Кругман также подчеркивает, что поляризация политического ландшафта удерживалась в рамках умеренности. Хотя правые элиты, тяготеющие к Республиканской партии, отнюдь не сдвинулись к центру и, тем более, не полевели, они уже не надеялись и не пытались отменить реформы рузвельтовского «Нового Курса». Республиканцы и демократы не вели войну на взаимное уничтожение, но искали и нередко находили взаимоприемлемые компромиссы. Хотя и в те годы хватало серьезнейших общественных конфликтов, прежде всего, порожденных войной во Вьетнаме и движением за гражданские права, все же в целом политический процесс контролировали люди и группы, которые, по крайней мере, признавали одни и те же базовые общественные ценности. Это национальное единство не было разрушено даже крайне правой и чрезвычайно агрессивной администрацией Ричарда Никсона. Могло показаться, что США уже необратимо стали на путь превращения в нацию с растущим, благополучным и политически доминирующим средним классом.
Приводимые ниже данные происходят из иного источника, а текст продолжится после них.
Issue #1175, opened 2022-02-03
Extract the Job staging scripts into ConfigMaps


andreas-kupries:
See https://github.com/epinio/epinio/pull/1141#pullrequestreview-871449152

@jimmykarily  wrote:
> I believe it's better to have these scripts defined in a ConfigMap and mounted on the Job. It will make them more readable. Also by not embedding them in the binary, it will make it possible to change them without building a new binary (e.g. to debug or change the behavior).

andreas-kupries:
Helmchart PR: https://github.com/epinio/helm-charts/pull/93
Epinio PR: To Come.

PR #1181, opened 2022-02-03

Однако в 1980-е годы ситуация изменилась. Специалисты по экономической статистике начали находить все больше признаков того, что степень неравенства доходов перестала сокращаться и пошла в рост. Одновременно исследователи заметили растущее обострение политической поляризации. Государственные деятели разных уровней стали все сильнее концентрироваться на правом или левом крыле политического спектра — с соответствующим сокращением количества и веса умеренных политиков. Партийные ярлыки «демократ» и «республиканец» стали практически синонимами терминов «либерал» и «консерватор».
Эта тенденция сохранилась и до наших дней. Экономическое неравенство достигло уровня недоброй памяти 1920-х годов, предшествовавших Великой Депрессии. Сейчас 37 млн. американцев живут за чертой бедности и еще около 60 млн. еле-еле сводят концы с концами. Нынешняя политическая поляризация американского общества тоже бьет рекорды многих предшествующих десятилетий.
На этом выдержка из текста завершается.